【8月5日 AFP】レバノンの首都ベイルートの港湾地区で2020年に起きた爆発事故で、発生から2年を迎えた4日、爆発で大きく損傷したまま放置されていた穀物用サイロ数塔が倒壊した。サイロは先月31日にも一部が倒壊していた。

 AFP特派員は、損傷した構造物の一部が倒れる瞬間を目撃。地元メディアは、少なくとも4塔が倒壊したと伝えた。

 サイロは最近、傾斜がこれまでにない速さで進んでいたことから、間もなく倒壊する危険性が指摘されていた。
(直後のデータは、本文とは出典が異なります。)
Issue #114, opened 2024-08-19
Login Screen Phase 2: support Single Sign On, OIDC


kevinaboos:
This depends on issue #113 and is a follow-up to that issue, which only describes setting up a basic login screen that supports username+password only.

Once a basic username+password login screen is working, we should add SSO login support such that users can login via third-party auth providers like a Google account.

Fortunately, the Matrix SDK provides many authentication APIs as part of the [`MatrixAuth` type](https://matrix-org.github.io/matrix-rust-sdk/matrix_sdk/matrix_auth/struct.MatrixAuth.html). You can access this type via the `client.matrix_auth()` function.

Here is the current login flow in the `sliding_sync.rs` file: https://github.com/project-robius/robrix/blob/106033de803df72e7242267c147792cdee8a8878/src/sliding_sync.rs#L79-L106
Note that the first step is querying which login types are supported by the server, which you can then iterate over and inspect using the [`LoginType` enum](https://matrix-org.github.io/matrix-rust-sdk/matrix_sdk/ruma/api/client/session/get_login_types/v3/enum.LoginType.html).

alanpoon:
I am looking at this issue

alanpoon:
Apparently, we need to have own oidc_provider. If we don't have one, we have to use local http server for redirect url, using this method. https://docs.rs/matrix-sdk/latest/matrix_sdk/matrix_auth/struct.MatrixAuth.html#method.login_sso

Issue #188, opened 2024-10-11
The status label at the bottom of the RoomsList is not always correct


aaravlu:

Demolemon11:
#### Only at the first time.
#### They two status can be displayed normally when the dir (.local/share/robrix)  exists matrix caches.

kevinaboos:
sorry, can you clarify or provide a screenshot? I assume you're talking about the `status` label in the RoomsList?

Demolemon11:
No need to look at this, I have closed my pr, excuse me : ), I will close this issue later : )

kevinaboos:
I'm unable to reproduce this; feel free to re-open when you can demonstrate the problem.

Demolemon11:
> I'm unable to reproduce this; feel free to re-open when you can demonstrate the problem.

That's ok, please reopen this: )

kevinaboos:
Sorry I missed your comment! I'll re-open this.

kevinaboos:
Can you kindly provide different instructions on how to reproduce this? The presence of the app data directory does not seem to have any affect here.

Perhaps this is a Makepad problem on a particular platform? Which platform do you experience this on? I can't seem to repro it on macOS at least.

kevinaboos:
ok so i was able to reproduce this but not based on the conditions you shared above. Interesting!

So far it just seems to occur randomly, but it should be easy to diagnose.

<img width="391" alt="image" src="https://github.com/user-attachments/assets/ea742b30-3fd0-4380-b998-3833cba4a30c">

Demolemon11:
I am looking at this.

PR #217, opened 2024-10-30
Added Sso Login #114

alanpoon:
Fixes issue #114
https://github.com/user-attachments/assets/f29eaee3-2a8f-4a74-8700-25ea41b64408


Cargo.toml
```diff
@@ -48,7 +48,7 @@ tracing-subscriber = "0.3.17"
 unicode-segmentation = "1.11.0"
 url = "2.5.0"
 emojis = "0.6.1"
-
+webbrowser = "1.0.2"
```
kevinaboos, line 51: we already have the `robius-open` crate for this, you should be able to use that instead.

Cargo.toml
```diff
@@ -195,3 +195,8 @@ appdata_paths = [
     "$APPDATA/$PUBLISHER/$PRODUCTNAME",
     "$LOCALAPPDATA/$PRODUCTNAME",
 ]
+
+[profile.dev]
+incremental = true
+opt-level = "z"  # Disable optimizations
+codegen-units = 16  # Parallelize codegen
```
kevinaboos, line 202: please remove. If you want these additions in your local copy of the repo, you can add them to a `.cargo/config.toml` file

src/login/login_screen.rs
```diff
@@ -304,11 +353,41 @@ impl MatchEvent for LoginScreen {
...
+            let matrix_req = MatrixRequest::SSO { id: String::from("oidc-github") };
+            crate::sliding_sync::submit_async_request(matrix_req);
+        }
+        if let Some(_) = self.view.view(id!(gitlab_button)).finger_down(&actions) {
+            let matrix_req = MatrixRequest::SSO { id: String::from("oidc-gitlab") };
+            crate::sliding_sync::submit_async_request(matrix_req);
+        }
+        if let Some(_) = self.view.view(id!(google_button)).finger_down(&actions) {
+            let matrix_req = MatrixRequest::SSO { id: String::from("oidc-google") };
+            crate::sliding_sync::submit_async_request(matrix_req);
```
kevinaboos, line 387: generally most UI actions occur upon a "release" or "finger up" action, not on the down action. Let's keep it consistent here. You can use icon buttons to make this easier too, since the button infrastructure already has the concept of a "clicked" action.

src/login/login_screen.rs
```diff
@@ -304,11 +353,41 @@ impl MatchEvent for LoginScreen {
                     });
                     self.redraw(cx);
                 }
-                _ => {}
+                Some(LoginAction::SsoPending(ref pending)) => {
+                    if *pending {
+                        self.view.view(id!(sso_view)).set_visible(false);
+                    } else {
+                        self.view.view(id!(sso_view)).set_visible(true);
+                    }
```
kevinaboos, line 361: this is a good idea to indicate that an SSO request is already pending. However, instead of hiding the view entirely, which makes it seem like a random bug happened, we should gray them out to indicate that something is in progress and the buttons have been disabled.

Note that if you use the button infrastructure rather than `view.finger_down()` as I suggested in my other comment, the button supports setting itself as "disabled", which will make it very obvious and more consistent from a UI/UX perspective.

src/sliding_sync.rs
```diff
@@ -307,7 +311,10 @@ pub fn submit_async_request(req: MatrixRequest) {
         .expect("BUG: async worker task receiver has died!");
 }
 
-
+pub enum LoginRequestType{
+    LoginRequest(LoginRequest),
```
kevinaboos, line 315: now that you've added SSO support, you should rename the existing `LoginRequest` (both the enum variant and struct) to something that indicates it's a "username and password" type of login request.

kevinaboos (changes requested):
Great start, thanks for implementing this!

I just left a few small comments.

One other thing (which you can save for the next follow-up PR) is that we actually need to first query which login types are supported rather than just assuming that a given homeserver supports all SSO providers that you've listed here. 
Note that I already do this with the username+password login flow, but you'll need to use [the same function](https://matrix-org.github.io/matrix-rust-sdk/matrix_sdk/matrix_auth/struct.MatrixAuth.html#method.get_login_types) to do so for SSO login. 

Once you add that, you'll also see that it includes the [provider's ID, name, icon, and brand ID](https://matrix-org.github.io/matrix-rust-sdk/matrix_sdk/ruma/api/client/session/get_login_types/v3/struct.IdentityProvider.html), so at that point you won't need the images of each login provider's logo to be a part of the repo any more.

alanpoon:
> Great start, thanks for implementing this!
> 
> I just left a few small comments.
> 
> One other thing (which you can save for the next follow-up PR) is that we actually need to first query which login types are supported rather than just assuming that a given homeserver supports all SSO providers that you've listed here. Note that I already do this with the username+password login flow, but you'll need to use [the same function](https://matrix-org.github.io/matrix-rust-sdk/matrix_sdk/matrix_auth/struct.MatrixAuth.html#method.get_login_types) to do so for SSO login.
> 
> Once you add that, you'll also see that it includes the [provider's ID, name, icon, and brand ID](https://matrix-org.github.io/matrix-rust-sdk/matrix_sdk/ruma/api/client/session/get_login_types/v3/struct.IdentityProvider.html), so at that point you won't need the images of each login provider's logo to be a part of the repo any more.

I can add the `get_login_types` but fetching the logo images needs authentication. I've checked element.io, they are serving the logo assets on their own server.
need_auth

kevinaboos:
> > Great start, thanks for implementing this!
> > I just left a few small comments.
> > One other thing (which you can save for the next follow-up PR) is that we actually need to first query which login types are supported rather than just assuming that a given homeserver supports all SSO providers that you've listed here. Note that I already do this with the username+password login flow, but you'll need to use [the same function](https://matrix-org.github.io/matrix-rust-sdk/matrix_sdk/matrix_auth/struct.MatrixAuth.html#method.get_login_types) to do so for SSO login.
> > Once you add that, you'll also see that it includes the [provider's ID, name, icon, and brand ID](https://matrix-org.github.io/matrix-rust-sdk/matrix_sdk/ruma/api/client/session/get_login_types/v3/struct.IdentityProvider.html), so at that point you won't need the images of each login provider's logo to be a part of the repo any more.
> 
> I can add the `get_login_types` but fetching the logo images needs authentication. I've checked element.io, they are serving the logo assets on their own server. need_auth

Ah, very interesting. Good find, this is probably an oversight on their part due to the hasty (but necessary) migration to authenticated media that just happened last month. I will raise it with the matrix team.

In that case, let's proceed as you suggested by including the icons in the app but still using the proper functions to get the set of supported login types. 👍

src/login/login_screen.rs
joulei: Actually the reason these are views with images and not icon buttons is that SVG support is very poor at the moment, is hard to find svgs for these icons that work in Makepad.

kevinaboos: Fair enough, doesn't matter much to me in the end.

Cargo.toml
alanpoon: removed

src/sliding_sync.rs
alanpoon: Changed enum name

src/login/login_screen.rs
alanpoon: changed to finger up

src/login/login_screen.rs
alanpoon: Added click blocker
Uploading sso_button2.mp4…

Cargo.toml
alanpoon: changed to robius-open

src/sliding_sync.rs
```diff
@@ -933,23 +948,71 @@ async fn async_main_loop(
...
-                    Ok(new_login) => break new_login,
-                    Err(e) => {
-                        error!("Login failed: {e:?}");
-                        Cx::post_action(LoginAction::LoginFailure(e.to_string()));
-                        enqueue_rooms_list_update(RoomsListUpdate::Status {
-                            status: e.to_string(),
-                        });
+        None => {
+            let user = user_id!("@user:matrix.org");
+            let unauth_client = Client::builder().server_name(user.server_name()).build().await?;
```
kevinaboos, line 953: if this is standard practice, please document _why_ we're using the user `@user:matrix.org` and the server name here, instead of the real user name and the real user-specified homeserver name/address.

src/sliding_sync.rs
```diff
@@ -299,9 +309,12 @@ pub fn submit_async_request(req: MatrixRequest) {
         .expect("BUG: async worker task receiver has died!");
 }
 
-
+pub enum LoginRequest{
+    LoginByPassword(LoginByPassword),
+    LoginSSO(String)
+}
```
kevinaboos, line 315: all pub enums/types/fns need documentation

src/login/login_screen.rs
```diff
@@ -329,5 +467,7 @@ pub enum LoginAction {
         password: String,
         homeserver: Option<String>,
     },
+    SsoPending(bool),
+    IdentityProvider(Vec<IdentityProvider>),
```
kevinaboos, line 471: add docs; see my nice docs on the other variants.

src/login/login_screen.rs
```diff
@@ -223,10 +295,20 @@ const MESSAGE_TEXT_COLOR: Vec4 = Vec4 { x: 68f32/255f32, y: 68f32/255f32, z: 68f
 #[derive(Live, LiveHook, Widget)]
 pub struct LoginScreen {
     #[deref] view: View,
+    #[rust]
+    identity_providers: Vec<IdentityProvider>,
+    #[animator] animator: Animator,
```
kevinaboos, line 300: unused? if so, remove

src/login/login_screen.rs
```diff
@@ -210,7 +266,23 @@ live_design! {
                 text: "Sign up here"
             }
         }
+        
+        sso_button_pending_template: <RoundedView> {
+            cursor: NotAllowed,
+            draw_bg: {
+                border_width: 1.0,
+                border_color: (#Ff0000),
```
kevinaboos, line 274: painting a red border around something is a fairly atypical way to indicate that a button is not enabled. The canonical way of doing that would be to gray out the button.

Let's follow the [principle of least surprise](https://en.wikipedia.org/wiki/Principle_of_least_astonishment here in order to not confused the user.

src/sliding_sync.rs
```diff
@@ -599,7 +612,9 @@ async fn async_worker(
                     // log!("Note: typing notifications recv loop has ended for room {}", room_id);
                 });
             }
-
+            MatrixRequest::SSO { id } => {
+                login_sender.send(LoginRequest::LoginSSO(id)).await.unwrap();
```
kevinaboos, line 616: don't `unwrap()`, see L338-340 above to see what I do to gracefully handle a failure here.

src/sliding_sync.rs
```diff
@@ -933,23 +948,71 @@ async fn async_main_loop(
...
-                        error!("Login failed: {e:?}");
-                        Cx::post_action(LoginAction::LoginFailure(e.to_string()));
-                        enqueue_rooms_list_update(RoomsListUpdate::Status {
-                            status: e.to_string(),
-                        });
+        None => {
+            let user = user_id!("@user:matrix.org");
+            let unauth_client = Client::builder().server_name(user.server_name()).build().await?;
+            let login_type_res = unauth_client.matrix_auth().get_login_types().await?;
+            let LoginType::Sso(sso_type) = login_type_res.flows.get(0).unwrap() else { return Ok(());};
```
kevinaboos, line 955: don't unwrap here. Read more about the `let ... else` pattern to see how you can avoid this.

src/login/login_screen.rs
```diff
@@ -304,11 +388,65 @@ impl MatchEvent for LoginScreen {
...
+                    self.redraw(cx);
+                }
+                Some(LoginAction::IdentityProvider(identity_providers)) => {
+                    let mut button_iter = button_vec.iter();
+                    for view_ref in self
+                        .view
+                        .view_set(button_set)
+                        .iter()
+                    {
+                        let brand = button_iter.next().unwrap();
```
kevinaboos, line 417: don't unwrap here, that is not proper usage of Rust iterators.

src/login/login_screen.rs
```diff
@@ -304,11 +388,65 @@ impl MatchEvent for LoginScreen {
...
+                    self.redraw(cx);
+                }
+                _ => {
+
+                }
+            }
+        }
+        let mut button_iter = button_vec.iter();
+        for v in self.view.view_set(button_set).iter() {
+            let brand = button_iter.next().unwrap();
```
kevinaboos, line 435: don't unwrap here, that is not proper usage of Rust iterators.

kevinaboos (changes requested):
there are several places in the code that use `unwrap()`. We should not be panicking unless the error is completely unrecoverable, and none of the cases that use `unwrap` in this PR are unrecoverable. Most of them just exhibit generally improper usage of iterators; see my comments here.

src/sliding_sync.rs
alanpoon: Added Doc

src/login/login_screen.rs
alanpoon: Done

src/sliding_sync.rs
alanpoon: fixed

src/sliding_sync.rs
alanpoon: fixed

src/sliding_sync.rs
alanpoon: fixed

src/login/login_screen.rs
alanpoon: removed animator, but keeping identity_providers

src/login/login_screen.rs
alanpoon: fixed with if let Some()

src/login/login_screen.rs
alanpoon: fixed

src/login/login_screen.rs
alanpoon: grayout
Added grayout and removed red border.

alanpoon: before grayout
before gray out

kevinaboos: looks great! borders are a bit thick but that's just a style decision. The grayed-out effect is very clear.

src/sliding_sync.rs
```diff
@@ -279,6 +281,10 @@ pub enum MatrixRequest {
         /// Whether to subscribe or unsubscribe from typing notices for this room.
         subscribe: bool,
     },
+    /// SSO Login.
+    SSO {
+        id: String,
+    },
```
kevinaboos, line 287: i think you've kind of missed the point of enums here. We don't need this enum variant, as it can be combined into the `Login` variant, if you change it to be like this:
```rust
pub enum MatrixRequest {
    /// Request from the login screen to log in with the given credentials.
    Login(LoginRequest),
    ...
```

src/sliding_sync.rs
```diff
@@ -299,9 +305,13 @@ pub fn submit_async_request(req: MatrixRequest) {
         .expect("BUG: async worker task receiver has died!");
 }
 
-
+/// Submits a request to a receiver that runs a loop to wait for successful login 
+pub enum LoginRequest{
+    LoginByPassword(LoginByPassword),
+    LoginBySSO(String)
+}
```
kevinaboos, line 312: minor grammar improvement
```suggestion
/// Details of a login request that get submitted within [`MatrixRequest::Login`].
pub enum LoginRequest{
    LoginByPassword(LoginByPassword),
    LoginBySSO(String)
}
```

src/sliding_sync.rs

 4日には、数百人の市民がサイロに向けデモ行進を行った。参加したラマ・ハーシェムさん(30)は、「2年たっても、同じ場所から同じ光景を見ている」と涙をこらえ、今回の倒壊で事故当時のトラウマがよみがえったとAFPに語った。

 2年前の爆発事故では、港湾地区の倉庫に保管されていた大量の硝酸アンモニウム肥料が爆発し炎上。200人以上が死亡し、市内の広範囲で被害が出た。だが、これまで当局者は責任を問われていない。政府は今年4月、サイロの取り壊しを命じたが、遺族が事故の記念碑として保存を求めたこともあり、取り壊し計画は停止された。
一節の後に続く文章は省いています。